▸ **Your task**
When you reach the line containing "Obviously, the source" in the entries below, begin reproducing lines exactly, and stop once the line containing "next release. :)" is done.

▸ **Source material**
PR #1000, opened 2024-04-27
Escape spaces in stubs for uninstallation

felipecrs:
I noticed this problem when trying to uninstall Python:

image

Obviously, the source problem is something else that should be fixed. But nevertheless, the stubs should be protected. There may exist some real program name with spaces as well, for example.

## Before

image

## After

image

### DIFF
--- a/src/modes/install.ts
+++ b/src/modes/install.ts
@@ -45,7 +45,7 @@ export default async function(pkgs: PackageRequirement[]) {
             ${exec}
           else
             cd "$(dirname "$0")"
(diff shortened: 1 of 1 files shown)


felipecrs:
The `-f` prevents errors like these:

```console
$ pkgx uninstall jfrog
rm: cannot remove 'jf': No such file or directory
```

felipecrs:
@mxcl, please consider this quick fix for the next release. :)

mxcl (approved):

▸ **Output for this task**
Obviously, the source problem is something else that should be fixed. But nevertheless, the stubs should be protected. There may exist some real program name with spaces as well, for example.

## Before

image

## After

image

### DIFF
--- a/src/modes/install.ts
+++ b/src/modes/install.ts
@@ -45,7 +45,7 @@ export default async function(pkgs: PackageRequirement[]) {
             ${exec}
           else
             cd "$(dirname "$0")"
(diff shortened: 1 of 1 files shown)


felipecrs:
The `-f` prevents errors like these:

```console
$ pkgx uninstall jfrog
rm: cannot remove 'jf': No such file or directory
```

felipecrs:
@mxcl, please consider this quick fix for the next release. :)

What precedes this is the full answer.